Method
- Heat oil in a heavy kazan over high heat. Add lamb chunks and sear 8 minutes until deeply browned.
- Add sliced onions; cook 6 minutes. Add julienned carrots; cook 8 minutes — the carrots should soften and start to caramelise.
- Add cumin, coriander, pepper, salt and turmeric. Stir 60 seconds.
- Spread the soaked rice evenly over. Push the whole garlic head into the centre. Scatter dried apricots and raisins. Add water to come 2cm above rice.
- Bring to a boil; cook uncovered until water absorbs (about 12 minutes). Make 5 deep wells in the rice; cover tightly with towel and lid; steam over low heat for 25 minutes.
- Rest 15 minutes covered. Serve on a wide platter; the apricots-and-raisins decoration on top is the Kazakh visual signature. Eat with hands or spoon.
Common questions
Can Kazakh Plov be made ahead?
Kazakh Plov is best made and eaten the same day, but the components can be prepped earlier — chop and measure the ingredients up to a day ahead, refrigerated separately. Final cooking takes about 75 minutes.
Is Kazakh Plov spicy?
Kazakh Plov as written is mild to mildly warming — the heat comes from aromatics rather than chili. Add fresh sliced chili or chili oil at the end if you'd like to push it spicier.

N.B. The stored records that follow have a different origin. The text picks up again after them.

PR #1367, opened 2018-05-23
HID CAC Alt tokens improvements

Jakuje:
Recently, there showed up s new CAC Alt tokens from HID, which do not completely adhere to the old GSC-IS 2.1 specification (not sure if there is a newer) and that were trouble already some time ago (#1183). Once they started be used, some of them did not work, because they are enrolling all the certificates as separate objects inside the first PKI applet. These were ignored with the current CAC implementation, because no other card before used this technique to do anything useful.

This pull request tries to inspect the Alt token without CCC from other sources (Service Applet Table, Applet Properties) and locate all the PKI objects, rather than guessing AIDs and trying if they respond.

Additionally, there are few more changes, that made its way to this PR and that are inside of CAC driver, mostly logging of SimpleTLV buffer contents from CCC and other places, proper re-encoding the T and V buffers to PKCS#15 layer including the last element, ignoring data that is not in SimpleTLV (because of lack of other ideas what to do them), bug fixes, typos and comments for future improvements.

Let me know if some of the changes need some more clarification.

The code was tested with standard CAC cards and HID Alt tokens (uninitialized). I am still waiting for customer to test with they provisioned cards to confirm the complete functionality.

##### Checklist

- [ ] macOS tokend is tested


src/libopensc/card-cac.c
```diff
@@ -421,6 +454,50 @@ static int cac_apdu_io(sc_card_t *card, int ins, int p1, int p2,
...
+
+	SC_FUNC_CALLED(card->ctx, SC_LOG_DEBUG_VERBOSE);
+
+	/* for simplicity we support only ACR without arguments now */
+	if (acr_type != 0x00 && acr_type != 0x10
+	    && acr_type != 0x20 && acr_type != 0x21) {
+		return SC_ERROR_INVALID_ARGUMENTS;
+	}
+
+	out = out_ptr = malloc(len);
```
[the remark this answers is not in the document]
Jakuje: Thanks. It will be cleaner. I will fix it in future commit.

src/libopensc/card-cac.c
```diff
@@ -421,6 +454,50 @@ static int cac_apdu_io(sc_card_t *card, int ins, int p1, int p2,
...
+	    "got %"SC_FORMAT_LEN_SIZE_T"u bytes out_ptr=%p", len, out_ptr);
+
+	*out_len = len;
+	*out_buf = out;
+	return SC_SUCCESS;
+
+fail:
+	if (out)
+		free(out);
+	*out_len = 0;
```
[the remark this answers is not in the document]
Jakuje: True. There was a bit mess in the pointers caused by the allocation above. I reworked this to make it more clear and make sure the results is as expected.

src/libopensc/card-cac.c
```diff
@@ -1008,6 +1094,129 @@ static int cac_decipher(sc_card_t *card,
...
+			/* ignore tags we don't understand */
+			sc_debug(card->ctx, SC_LOG_DEBUG_VERBOSE,
+			    "TAG: Unknown (0x%02x)",tag );
+			break;
+		}
+	}
+	if (parsed < 2)
+		return SC_ERROR_INVALID_DATA;
+
+	(*i)++;
```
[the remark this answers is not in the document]
Jakuje: The intention here was to avoid too deep nesting (two for cycles, two switches) and I was not yet sure if I will call the function from one place or from two (since it works with two tags that are handled by this function).

I can refactor the structure so I can pass the whole object that I am filling and increment & check only in one place, while checking for correct bounds.

src/libopensc/card-cac.c
```diff
@@ -651,7 +728,7 @@ static int cac_read_binary(sc_card_t *card, unsigned int idx,
 		priv->cache_buf_len = tlv_len;
 
 		for (tl_ptr = tl, val_ptr=val, tlv_ptr = priv->cache_buf;
-				tl_len > 2 && val_len > 0 && tlv_len > 0;
+				tl_len >= 2 /*&& val_len >= 0*/ && tlv_len > 0;
```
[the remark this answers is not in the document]
Jakuje: The idea here was to make sure this condition is stated, even though it is always true (unsigned type). Technically, it is checked for sanity inside the cycle.
Obviously, it was not clear so I will just remove it. I can not think of a good comment that would explain this in few words.

src/libopensc/card-cac.c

Is Kazakh Plov vegetarian or gluten-free?
This recipe is suitable for most diets. If you have specific restrictions, the substitutions section in each ingredient note covers the most common swaps.

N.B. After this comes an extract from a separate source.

PR #1373, opened 2018-06-01
Fix #1371 introduced by 45ad44e

### LINKED ISSUE #1371: SmartCardHSM - Cannot Unwrap Key, "Invalid wrapped key format (Key binary)."
### Problem Description
Following the instructions in the [SmartCardHSM Wiki - Key Backup and Restore](https://github.com/OpenSC/OpenSC/wiki/SmartCardHSM#using-key-backup-and-restore), I'm seeing a ```Invalid wrapped key format (Key binary).``` error message when attempting to unwrap a private key. The ```sc-hsm-tool.exe``` wraps the key without error but then errors out when attempting to unwrap. I've attempted unwrapping to a secondary card (same DKEK) or the same card; the same error message is displayed in both cases.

How hard is Kazakh Plov to make at home?
Kazakh Plov sits at intermediate difficulty — total time about 95 minutes. The ingredients are not unusual but the timing requires attention.

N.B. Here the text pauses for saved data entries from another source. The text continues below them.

PR #1374, opened 2018-06-02
compact TLV - add generic sc_compacttlv_find_tag() function

marschap:
Hi,

as promised, here's the pull request that replaces the "proprietary" implementation to parse the compact TLV in the hist_bytes of the openpgp card driver with a generic function in sc.c, and used it in the openpgp card driver.

It has been tested with
* OpenPGP v2.0 card
* OpenPGP v3.3 card
* Yubikey Neo

Please include it into opensc master

##### Checklist

### DIFF
--- a/src/libopensc/card-openpgp.c
+++ b/src/libopensc/card-openpgp.c
@@ -507,32 +507,25 @@ static void
 pgp_parse_hist_bytes(sc_card_t *card, u8 *ctlv, size_t ctlv_len)
 {
 	struct pgp_priv_data *priv = DRVDATA(card);
-	size_t offs;
+	const u8 *ptr;
 
-	for (offs = 0; offs < ctlv_len; offs++) {
-		switch (ctlv[offs]) {
-			case 0x73: /* IS07816-4 hist bytes 3rd function table */
-				if (offs+3 < ctlv_len) {
-					/* bit 0x40 in byte 3 of TL 0x73 means "extended Le/Lc" */
-					if (ctlv[offs+3] & 0x40) {
-						card->caps |= SC_CARD_CAP_APDU_EXT;
-						priv->ext_caps |= EXT_CAP_APDU_EXT;
-					}
-					/* bit 0x80 in byte 3 of TL 0x73 means "Command chaining" */
-					if ((ctlv[offs+3] & 0x40) &&
-					    (priv->bcd_version >= OPENPGP_CARD_3_0)) {
-						priv->ext_caps |= EXT_CAP_CHAINING;
-					}
-				}
-				break;
-			case 0x31:
-				if ((offs + 1 < ctlv_len) &&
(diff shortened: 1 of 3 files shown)


src/libopensc/card-openpgp.c
```diff
@@ -507,32 +507,25 @@ static void
...
-				    (priv->bcd_version >= OPENPGP_CARD_3_0)) {
-					// ToDo ...
-				}
-				break;
+	const u8 *ptr;
+
+	/* IS07816-4 hist bytes: 3rd function table */
+	if ((ptr = sc_compacttlv_find_tag(ctlv, ctlv_len, 0x73)) != NULL) {
+		/* bit 0x40 in byte 3 of TL 0x73 means "extended Le/Lc" */
+		if (ptr[2] & 0x40) {
```
frankmorgner: The length needs to be checked.

Ideally, you could change the signature of `sc_compacttlv_find_tag()` to match `sc_asn1_find_tag()` for consistency (i.e. with a seperate input/output for lenght and value). For a (new) programmer it's easier if all parsing routines allow the same usage pattern.

marschap: Re length: 
No, it doesn't. At least not in the callers of sc_compacttlv_find_tag().
That's exactly the "trick" with compact TLV: the "tag" is a combination of "pure" tag in the upper nibble, and the length in the lower nibble, e.g. 0x73 = "pure" tag 0x70 + length 0x03.
I.e. sc_compacttlv_find_tag() is passed both: "pure" tag + length in one argument.
The length check is done in sc_compacttlv_find_tag() itself; no need to check

Re function signature:
In my opinion that's over-engineering for no gain. The peculiarity that you have with compact TLV is that you get the tag & length in one byte. Artificially splitting it makes everything less understandable. 
OpenPGP documentation and even ISO7816-4 talk refer to the combination as e.g. 0x73, 0x31, ...
Splitting these two values - just for the sake of getting a similar signature as sc_asn1_find_tag() makes it harder for every user to grasp.

frankmorgner: Sorry, I just now realized that your `tag` argument consists of a tag and a length. You're pre-defining a length which should be variable; that's how ISO 7816-4 defines compact TLV (although some specific combinations with fixed length are also defined). Please implement `sc_compacttlv_find_tag()` as generic parser.

marschap:
Requested changes should be addressed with the lattest commits added.
Please review & pull.

frankmorgner:
@dengert do you think you `sc_compacttlv_find_tag()` is useful for PIV as well?

dengert:
Yes it could be useful. card-piv.c could use it in one place to  parse ATR historical bytes for tag 0xF0 to get default AID. Some PIV cards set this to the PIV AID.  This could save 5 lines of code.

Can Kazakh Plov be scaled up or down?
This recipe is written for 6 servings. To scale, multiply each ingredient proportionally; the cooking times stay the same up to about double the volume. Beyond that, expect to cook in batches because of pan size and heat distribution.
Cultural Note
Kazakh plov shares ancestry with Uzbek plov but is distinguished by the addition of dried apricots — Kazakhstan has a strong apricot-growing tradition, and the dried fruit is preserved through winter. The dish is also associated with Russian-Kazakh fusion: Russian-style rice cooking met Central Asian lamb cooking in Soviet-era Kazakhstan. The dried fruit gives the dish a slightly sweet finish that Uzbek plov lacks.